How dare he walk in here with an act as though he gives a damn about my feeling? I didn't see him thinking twice when he walked out of the house every day since we came back here without looking my way. Since yesterday after he had closed the door behind him and left me with his horrible soul sister, I haven't set my eyes on him.

Even now, he has been in the house for a while; he didn't mind of my existence; he went on with what he came home for. He must have probably taken a shower and donned another pair of black clothing. It is clear he wouldn't care coming over to me if I had responded to his departing notice.

"Me? What about you? Are we going to forget that you started all of this?" He slipped on an icy sneered, and I winced at the harsh reminder. "We were safe and sound when you chose to drag us into this chaos."
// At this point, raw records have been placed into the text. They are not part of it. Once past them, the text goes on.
PR #814, opened 2023-04-28
Support for federated evaluation

### LINKED ISSUE #788: Support for federated evaluation
Add an example of federated evaluation using [aggregator based workflow](https://openfl.readthedocs.io/en/latest/running_the_federation.html#aggregator-based-workflow) or the [director based workflow](https://openfl.readthedocs.io/en/latest/running_the_federation.html#director-based-workflow). Federated evaluation refers to model evaluation on the client/collaborator side. Once the global model is sent to the collaborators, they could perform one pass of local evaluation. Evaluation wouldn't need any training/construction of optimizers/gradient descent.

For aggregator based workflow:
- An existing workspace like `torch_cnn_mnist` could be taken as a base example from the list of [supported templates for OpenFL](https://github.com/securefederatedai/openfl/tree/develop/openfl-workspace) to create a new template for federated evaluation. 

- Changes to the `plan/plan.yaml` will be needed:
  - Since there's no training involved, parameter `rounds_to_train` should be set to 1
  - Task `aggregator_model_validation` should be assigned instead of the [default tasks](https://github.com/securefederatedai/openfl/blob/develop/openfl-workspace/workspace/plan/defaults/tasks_torch.yaml).

- Changes to the `src/pt_cnn.py` will be needed:
  - No optimizer initialization needed.

wenjiewang-intel:
This adds a new tutorial example Support for federated evaluation with aggregator based workflow.

The example adds federate evaluation after the model has been trained. In the plan, we set parameter `rounds_to_train` to 1 and make collaborators only do `aggregator_model_validation` task.

Fixes  #788

### DIFF
--- a/openfl-tutorials/Federated_Pytorch_MNIST_Tutorial_Evaluation.ipynb
+++ b/openfl-tutorials/Federated_Pytorch_MNIST_Tutorial_Evaluation.ipynb
@@ -1,0 +1,1135 @@
+{
+ "cells": [
+  {
+   "cell_type": "markdown",
+   "metadata": {},
+   "source": [
+    "# Federated PyTorch MNIST Tutorial"
+   ]
+  },
+  {
+   "cell_type": "code",
+   "execution_count": 1,
+   "metadata": {},
+   "outputs": [
+    {
+     "name": "stdout",
+     "output_type": "stream",
+     "text": [
+      "Requirement already satisfied: torch in /usr/local/lib/python3.10/dist-packages (1.13.1)\n",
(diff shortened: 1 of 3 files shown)


psfoley:
Thanks for the submission. The issue (https://github.com/securefederatedai/openfl/issues/788) requested creating a template for the aggregator based workflow, but the PR created an example for (and several changes to) the Python native API which will soon be deprecated. There is also not corresponding documentation that we would help users understand the steps necessary to perform federated evaluation. For the intent of the hackathon, this particular PR will be closed, but please feel free to create a new PR that adds documentation and removes the changes to the python native API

"Don't blame me." I jerk my hands from his grip. It wasn't a firm clasp, so my struggle was effortless.

"Tsk Tsk." He shook his head, his face flushed with parallelled anger. "I blame you." He sternly retaliated, at equal volume as I had spoken. "I don't understand you. You are insatiable. Nothing I can do would please you. You push me away just when things are going well. You always have a reason to bring a pause in our progress, with calling us off or running over to someone to spend the night." When he was done, there was an angry vein that popped out in his neck, clenched solid jaw, and flaring eyes that had transformed from soulful green to an abyss of darkness.

Haven't I had enough for today? I just needed peace and quiet. Shouting and screaming hadn't been on my agenda, but he and his sister always have a way of having everything their way.

"It is not like I am the one who left to college, distorted into a college man who is ashamed of his poor little whatever I am to you, back here in high school."

"I changed?" Sarcasm overtook his face. He retreated a step and observed me closely with squinted eyes from over the top of an invisible eyeglass.

His brazen behaviour had me feeling vulnerable.

"Of course." I croak, batting away the tears.

"So weird to my ears." His face screws up with contempt. It was another foreign side of Leigh I'd never known. "You know, after coming back home to find out, that innocent girl I once knew is now indistinguishable from every other fake residence in Las Vegas. Rude, high, wild, always finding fault in their parents, I don't think you have the privilege to measure others behavior." It is after what he had said recognition dawned on his face, and he instantly looked like he had seen a ghost.

But it didn't matter. He had just pulled out the knife his words had been twisting in my chest. Now I was bleeding from his bold statement.